温めたフライパンにバターを入れ、ゆっくりと溶かす。この時の火加減は弱めの中火がちょうどいい。火が強すぎると、早く溶けてしまい全体にバターが行き渡らないからだ。全体にバターが溶けたのを見て仕込んでいたパンを入れ焼いていけば、じゅわ、と大きな音がしてバターがを迎え入れる。ぱちぱちと跳ねた音の後、甘い香りがしてカズヤは上機嫌に鼻を鳴らした。
そう、カズヤが作ろうとしていたのはフレンチトーストだ。鍋でどれだけ冷やせるか実験を兼ねて用意していたがこんなところで役に立つとは。結果も申し分ないので上手くいけば新メニューとして出してもいいかもしれない。これでレントの気が紛れるかは分からないが、自分にできることはこれくらいなので気にしないことにした。

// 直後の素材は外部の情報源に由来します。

PR #505, opened 2026-08-03
fix(connectivity): tear down delegated resources when the ledger gate closes

Dav-14:
When a stack had already provisioned the delegated Connectivity and its
GatewayHTTPAPI, closing a hard Ledger gate on a later reconcile only set a
pending condition and returned; the delegated workload kept running and stayed
exposed through the gateway even though its prerequisite no longer held.

Introduce teardownDelegated(ctx, stack, connectivity), which idempotently
deletes both the delegated Connectivity and the GatewayHTTPAPI
(client.IgnoreNotFound). Call it from the hard/persistent gates only:

- LedgerNotFound  (module removed)      -> teardown
- LedgerNotV3     (real downgrade)      -> teardown

Leave the transient gates untouched so a momentary blip does not flap the
workload:

- LedgerVersionUnresolved (resolution error, not a downgrade) -> keep
- LedgerNotReady          (v3 but momentarily not ready)      -> keep

Add unit tests covering both the teardown-on-not-v3 and keep-on-v3-not-ready
paths.

---

### DIFF
--- a/internal/resources/connectivities/init.go
+++ b/internal/resources/connectivities/init.go
@@ -100,6 +100,18 @@ func Reconcile(ctx Context, stack *v1beta1.Stack, connectivity *v1beta1.Connecti
 	if !connectivityAvailable {
 		setCondition(connectivity, metav1.ConditionFalse, "OperatorUnavailable",
 			"connectivity operator unavailable: connectivity.formance.com Connectivity CRD is not installed")
+		// The connectivity operator is gone, so we can neither provision nor
+		// manage the delegated workload — but if the ledger hard gate is also
+		// closed we must still tear down the god-mode Credentials and the gateway
+		// route we own, otherwise a closed gate leaves them behind just because
+		// this capability check short-circuits before the ledger gates below.
+		// Gated on the gate being closed so a transient operator outage (with a
+		// healthy ledger) does not flap those resources.
+		if ledgerGateClosed(ctx, stack) {
+			if err := teardownDelegated(ctx, stack, connectivity); err != nil {
+				return err
+			}
+		}
 		return NewPendingError().WithMessage("connectivity operator unavailable: connectivity.formance.com Connectivity CRD is not installed")
 	}
 
@@ -312,10 +324,42 @@ func teardownDelegated(ctx Context, stack *v1beta1.Stack, connectivity *v1beta1.
 	// Credentials also cascades the ledger operator's key deregistration and the
 	// distributed private-key Secret, which stack-namespace GC never reclaims.
 	return errors.Join(
-		client.IgnoreNotFound(ctx.GetClient().Delete(ctx, delegated)),
-		client.IgnoreNotFound(ctx.GetClient().Delete(ctx, httpAPI)),
+		ignoreAbsent(ctx.GetClient().Delete(ctx, delegated)),
+		ignoreAbsent(ctx.GetClient().Delete(ctx, httpAPI)),
 		deleteLedgerCredentials(ctx, connectivity),
 	)
+}
+
+// ignoreAbsent drops NotFound and NoMatch (the whole CRD is not installed)
+// errors, so a teardown delete is a no-op when the resource — or its API — is
+// already gone. This matters on the capability-unavailable path, where the
+// connectivity CRD may have been removed after startup.
+func ignoreAbsent(err error) error {
+	if apimeta.IsNoMatchError(err) {
+		return nil
+	}
+	return client.IgnoreNotFound(err)
+}
+
+// ledgerGateClosed reports whether the ledger prerequisite is definitively gone
+// — the module was removed, or resolves to a non-v3 version — which are the hard
+// gates that warrant tearing down the delegated resources. It mirrors the gate
+// decisions in Reconcile and deliberately returns false on transient states (an
+// unresolvable version, a not-yet-ready ledger) and on any lookup error, so the
+// workload is never flapped on a blip.
+func ledgerGateClosed(ctx Context, stack *v1beta1.Stack) bool {
+	ledger, err := getStackLedger(ctx, stack.Name)
+	if err != nil {
+		return false
+	}
+	if ledger == nil {
+		return true
+	}
+	ledgerVersion, err := ResolveModuleVersion(ctx, stack, ledger)
+	if err != nil {
+		return false
+	}
+	return !ledgers.IsV3(ledgerVersion)
 }
 
 // connectivityAPIBackendRef points the gateway at the connectivity-api Service
--- a/internal/resources/connectivities/init.go
+++ b/internal/resources/connectivities/init.go
@@ -111,6 +111,14 @@ func Reconcile(ctx Context, stack *v1beta1.Stack, connectivity *v1beta1.Connecti
 	}
 	if ledger == nil {
 		setCondition(connectivity, metav1.ConditionFalse, "LedgerNotFound", "stack has no Ledger module")
+		// Hard gate: the Ledger module has been removed from the stack. This is a
+		// definitive loss of the prerequisite (not a momentary blip), so tear down
+		// any previously provisioned delegated Connectivity + GatewayHTTPAPI rather
+		// than leaving the workload running and exposed through the gateway with no
+		// ledger to ingest into.
+		if err := teardownDelegated(ctx, stack, connectivity); err != nil {
+			return err
+		}
 		return NewPendingError().WithMessage("connectivity requires a Ledger module on the stack")
 	}
 
@@ -120,15 +128,32 @@ func Reconcile(ctx Context, stack *v1beta1.Stack, connectivity *v1beta1.Connecti
 	ledgerVersion, err := ResolveModuleVersion(ctx, stack, ledger)
 	if err != nil {
 		setCondition(connectivity, metav1.ConditionFalse, "LedgerVersionUnresolved", err.Error())
+		// Transient: we could not resolve the ledger version (e.g. a referenced
+		// Versions file not yet present). This is an error *resolving* the
+		// prerequisite, not a definitive downgrade below v3, so we deliberately do
+		// NOT tear down the delegated resources here — flapping the workload on a
+		// transient resolution hiccup would be worse than briefly keeping it up.
 		return NewPendingError().WithMessage("cannot resolve the ledger version: %s", err.Error())
 	}
 	if !ledgers.IsV3(ledgerVersion) {
 		setCondition(connectivity, metav1.ConditionFalse, "LedgerNotV3",
 			fmt.Sprintf("connectivity requires a Ledger v3 (found %q)", ledgerVersion))
+		// Hard gate: the ledger version resolved but is not v3 (i.e. a real
+		// downgrade). Connectivity binds to the ledger v3 gRPC surface, so the
+		// prerequisite no longer holds — tear down the delegated Connectivity +
+		// GatewayHTTPAPI before returning pending.
+		if err := teardownDelegated(ctx, stack, connectivity); err != nil {
+			return err
+		}
 		return NewPendingError().WithMessage("connectivity requires a Ledger v3")
 	}
 	if !ledger.IsReady() {
 		setCondition(connectivity, metav1.ConditionFalse, "LedgerNotReady", "waiting for the ledger to be ready")
+		// Transient: the ledger exists and is v3 but is momentarily not ready.
+		// Unlike the hard gates above (LedgerNotFound / LedgerNotV3), the
+		// prerequisite still holds, so we deliberately do NOT tear down the
+		// delegated resources — doing so on every ledger readiness blip would flap
+		// the connectivity workload. Leave it in place and just report pending.
 		return NewPendingError().WithMessage("waiting for the ledger to be ready")
 	}
 
@@ -253,6 +278,34 @@ func Reconcile(ctx Context, stack *v1beta1.Stack, connectivity *v1beta1.Connecti
 
 	setCondition(connectivity, metav1.ConditionTrue, "Ready", "Connectivity is ready")
 	return nil
+}
+
+// teardownDelegated deletes the delegated Connectivity resource and the
+// GatewayHTTPAPI provisioned for the stack. It is invoked when a hard/persistent
+// ledger gate closes (the Ledger module was removed, or its version resolved to
+// something below v3) so the connectivity workload is not left running and
+// exposed through the gateway once its prerequisite no longer holds. There is no
+// automatic pruning of these module-owned objects on a normal reconcile
+// early-return — controller-runtime garbage collection only removes them when
+// the Connectivity CR itself is deleted — so the teardown must be explicit.
+//
+// Deletes use client.IgnoreNotFound so the helper is idempotent and safe to call
+// on every reconcile while the gate stays closed (including when the resources
+// were never created). The names/scopes mirror how they are provisioned in
+// Reconcile: the delegated Connectivity is namespaced (name == namespace ==
+// stack name) and the GatewayHTTPAPI is cluster-scoped ("<stack>-connectivity").
+func teardownDelegated(ctx Context, stack *v1beta1.Stack, connectivity *v1beta1.Connectivity) error {
+	delegated := &unstructured.Unstructured{}
+	delegated.SetGroupVersionKind(connectivityGVK)
+	delegated.SetNamespace(stack.Name)
+	delegated.SetName(stack.Name)
+	if err := client.IgnoreNotFound(ctx.GetClient().Delete(ctx, delegated)); err != nil {
+		return err
+	}
+
+	httpAPI := &v1beta1.GatewayHTTPAPI{}
+	httpAPI.SetName(GetObjectName(connectivity.GetStack(), LowerCaseKind(ctx, connectivity)))
+	return client.IgnoreNotFound(ctx.GetClient().Delete(ctx, httpAPI))
 }
 
 // connectivityAPIBackendRef points the gateway at the connectivity-api Service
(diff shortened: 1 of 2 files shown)


internal/resources/connectivities/init.go
```diff
@@ -255,6 +280,34 @@ func Reconcile(ctx Context, stack *v1beta1.Stack, connectivity *v1beta1.Connecti
...
+	delegated.SetGroupVersionKind(connectivityGVK)
+	delegated.SetNamespace(stack.Name)
+	delegated.SetName(stack.Name)
+	if err := client.IgnoreNotFound(ctx.GetClient().Delete(ctx, delegated)); err != nil {
+		return err
+	}
+
+	httpAPI := &v1beta1.GatewayHTTPAPI{}
+	httpAPI.SetName(GetObjectName(connectivity.GetStack(), LowerCaseKind(ctx, connectivity)))
+	return client.IgnoreNotFound(ctx.GetClient().Delete(ctx, httpAPI))
```
flemzord: This leaves the cluster-scoped god-mode Credentials and its distributed private-key Secret behind when a hard Ledger gate closes. additionalNamespaces always includes the stack namespace, so removing the Ledger does not garbage-collect that Secret; during a blocked v3-to-v2 migration the public key may also remain registered on the existing v3 Cluster. Consider deleting the Connectivity-owned Credentials as part of this hard teardown and add assertions for both the Credentials and replica Secret.

flemzord (changes requested):
One blocking credential-lifecycle issue needs to be addressed.

NumaryBot (commented):

Summary: https://github.com/formancehq/operator/pull/505#issuecomment-5168147906

internal/resources/connectivities/init.go
```diff
@@ -278,6 +303,34 @@ func Reconcile(ctx Context, stack *v1beta1.Stack, connectivity *v1beta1.Connecti
...
+// on every reconcile while the gate stays closed (including when the resources
+// were never created). The names/scopes mirror how they are provisioned in
+// Reconcile: the delegated Connectivity is namespaced (name == namespace ==
+// stack name) and the GatewayHTTPAPI is cluster-scoped ("<stack>-connectivity").
+func teardownDelegated(ctx Context, stack *v1beta1.Stack, connectivity *v1beta1.Connectivity) error {
+	delegated := &unstructured.Unstructured{}
+	delegated.SetGroupVersionKind(connectivityGVK)
+	delegated.SetNamespace(stack.Name)
+	delegated.SetName(stack.Name)
+	if err := client.IgnoreNotFound(ctx.GetClient().Delete(ctx, delegated)); err != nil {
```
NumaryBot: 🟠 **[major] Gateway route left exposed when delegated Connectivity deletion fails**

When a hard ledger gate closes and deleting the delegated Connectivity returns a non-NotFound error (e.g. the connectivity.formance.com CRD/API was removed after startup, making connectivityAvailable stale), the early return exits before attempting to delete the cluster-scoped GatewayHTTPAPI. This leaves the public route in place even though it could be removed independently, undermining the exposure-reduction goal of the hard teardown.

**Suggestion:** Collect the error from the delegated Connectivity deletion rather than returning immediately, then proceed to delete the GatewayHTTPAPI unconditionally, and only return a combined/first error afterwards. This ensures both resources are torn down regardless of which deletion fails.

internal/resources/connectivities/init.go
```diff
@@ -278,6 +303,34 @@ func Reconcile(ctx Context, stack *v1beta1.Stack, connectivity *v1beta1.Connecti
...
+		return err
+	}
+
+	httpAPI := &v1beta1.GatewayHTTPAPI{}
+	httpAPI.SetName(GetObjectName(connectivity.GetStack(), LowerCaseKind(ctx, connectivity)))
+	return client.IgnoreNotFound(ctx.GetClient().Delete(ctx, httpAPI))
```
NumaryBot: 🟠 **[major] Cluster-scoped Credentials and replica Secret not cleaned up on hard teardown**

When a hard Ledger gate closes, the cluster-scoped Credentials object and its associated distributed private-key Secret are not deleted. Because additionalNamespaces always includes the stack namespace, removing the Ledger does not trigger garbage collection of that Secret. During a blocked v3-to-v2 migration the public key may also remain registered on the existing v3 Cluster, leaving stale credentials behind.

**Suggestion:** Include deletion of the Connectivity-owned Credentials (and their replica Secret) as part of the hard teardown path, and add test assertions covering both the Credentials object and the replica Secret to prevent regressions.

NumaryBot (commented):

Summary: https://github.com/formancehq/operator/pull/505#issuecomment-5168147906

internal/resources/connectivities/init.go
```diff
@@ -255,6 +280,34 @@ func Reconcile(ctx Context, stack *v1beta1.Stack, connectivity *v1beta1.Connecti
...
+// on every reconcile while the gate stays closed (including when the resources
+// were never created). The names/scopes mirror how they are provisioned in
+// Reconcile: the delegated Connectivity is namespaced (name == namespace ==
+// stack name) and the GatewayHTTPAPI is cluster-scoped ("<stack>-connectivity").
+func teardownDelegated(ctx Context, stack *v1beta1.Stack, connectivity *v1beta1.Connectivity) error {
+	delegated := &unstructured.Unstructured{}
+	delegated.SetGroupVersionKind(connectivityGVK)
+	delegated.SetNamespace(stack.Name)
+	delegated.SetName(stack.Name)
+	if err := client.IgnoreNotFound(ctx.GetClient().Delete(ctx, delegated)); err != nil {
```
NumaryBot: 🟠 **[major] Gateway route left exposed when delegated Connectivity deletion fails**

When a hard ledger gate closes and deleting the delegated Connectivity returns a non-NotFound error, the early return exits before attempting to delete the cluster-scoped GatewayHTTPAPI. This leaves the public route in place even though it could be removed independently, undermining the exposure-reduction goal of the hard teardown.

**Suggestion:** Collect the error from the delegated Connectivity deletion rather than returning immediately, then proceed to delete the GatewayHTTPAPI unconditionally, and only return a combined/first error afterwards. This ensures both resources are torn down regardless of which deletion fails.

internal/resources/connectivities/init.go
NumaryBot: 🟠 **[major] Cluster-scoped Credentials and replica Secret not cleaned up on hard teardown**
<sub>reported by flemzord, NumaryBot</sub>

When a hard Ledger gate closes, the cluster-scoped Credentials object and its associated distributed private-key Secret are not deleted. Because additionalNamespaces always includes the stack namespace, removing the Ledger does not trigger garbage collection of that Secret. During a blocked v3-to-v2 migration the public key may also remain registered on the existing v3 Cluster, leaving stale credentials behind.

**Suggestion:** Include deletion of the Connectivity-owned Credentials (and their replica Secret) as part of the hard teardown path, and add test assertions covering both the Credentials object and the replica Secret to prevent regressions.

Dav-14: Fixed in fd721a5f. `teardownDelegated` now deletes the cluster-scoped Credentials via `deleteLedgerCredentials` (which cascades the ledger operator's key deregistration and the distributed private-key Secret that stack-namespace GC never reclaims), so the god-mode credential is cleaned up on a hard gate close. It also attempts every deletion independently (`errors.Join`) so a failed delegated-Connectivity delete no longer leaves the route or the Credentials behind. Tests assert Credentials cleanup on hard teardown, retention on a transient gate, and that every deletion is attempted when one fails.

internal/resources/connectivities/init.go
Dav-14: Fixed in fd721a5f: `teardownDelegated` now joins the errors from all deletions (`errors.Join`) instead of returning on the first, so the GatewayHTTPAPI route is torn down even when the delegated Connectivity delete fails. Covered by `TestTeardownDelegatedAttemptsEveryDeletion`.

internal/resources/connectivities/init.go
Dav-14: Fixed in fd721a5f: the hard teardown now deletes the cluster-scoped Credentials (cascading the ledger operator's key deregistration and the distributed Secret). Tests assert cleanup on teardown and retention on a transient gate.

internal/resources/connectivities/init.go
```diff
@@ -255,6 +281,43 @@ func Reconcile(ctx Context, stack *v1beta1.Stack, connectivity *v1beta1.Connecti
...
+// Deletes use client.IgnoreNotFound so the helper is idempotent and safe to call
+// on every reconcile while the gate stays closed (including when the resources
+// were never created). The names/scopes mirror how they are provisioned in
+// Reconcile: the delegated Connectivity is namespaced (name == namespace ==
+// stack name) and the GatewayHTTPAPI is cluster-scoped ("<stack>-connectivity").
+func teardownDelegated(ctx Context, stack *v1beta1.Stack, connectivity *v1beta1.Connectivity) error {
+	delegated := &unstructured.Unstructured{}
+	delegated.SetGroupVersionKind(connectivityGVK)
+	delegated.SetNamespace(stack.Name)
+	delegated.SetName(stack.Name)
```
NumaryBot, line 314: 🟠 **[major] Gateway route left exposed when delegated Connectivity deletion fails**

When a hard ledger gate closes and deleting the delegated Connectivity returns a non-NotFound error, the early return exits before attempting to delete the cluster-scoped GatewayHTTPAPI. This leaves the public route active even though it could be removed independently, undermining the exposure-reduction goal of the hard teardown.

**Suggestion:** Collect the error from the delegated Connectivity deletion rather than returning immediately, then proceed to delete the GatewayHTTPAPI unconditionally, and only return a combined/first error afterwards. This ensures both resources are torn down regardless of which individual deletion fails.

internal/resources/connectivities/init.go
```diff
@@ -255,6 +281,43 @@ func Reconcile(ctx Context, stack *v1beta1.Stack, connectivity *v1beta1.Connecti
...
+
+	httpAPI := &v1beta1.GatewayHTTPAPI{}
+	httpAPI.SetName(GetObjectName(connectivity.GetStack(), LowerCaseKind(ctx, connectivity)))
+
+	// Attempt every deletion independently rather than bailing on the first
+	// error: a failure to delete one resource must not leave the public gateway
```
NumaryBot, line 320: 🟠 **[major] Cluster-scoped Credentials and replica Secret not cleaned up on hard teardown**
<sub>reported by flemzord, NumaryBot</sub>

When a hard ledger gate closes, the cluster-scoped Credentials object and its associated distributed private-key Secret are not deleted as part of the teardown path. Because additionalNamespaces always includes the stack namespace, removing the Ledger does not trigger garbage collection of that Secret. During a blocked v3-to-v2 migration the public key may also remain registered on the existing v3 Cluster, leaving stale credentials behind after the gate closes.

**Suggestion:** Include deletion of the Connectivity-owned Credentials (and their replica Secret) as part of the hard teardown path. Add test assertions covering both the Credentials object and the replica Secret to prevent regressions.

internal/resources/connectivities/init.go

フレンチトーストは事前準備が肝だ。これに失敗してしまえばよいものは作れないだろうとカズヤは考えている。少ししっとりし始めたパンに卵とミルク、そしてクリームを混ぜ合わせた卵液に浸け、卵液が全体に染み渡るよう時々ひっくり返す。この時パンに薄く切れ込みを入れるのがポイント。パンが卵液を吸収してくれるため、洗い物が楽なのもまたよい。ちゃんとパンに染み込んでいるか確認するのがフレンチトーストを作るうえで楽しいところだとカズヤは個人的に思っている。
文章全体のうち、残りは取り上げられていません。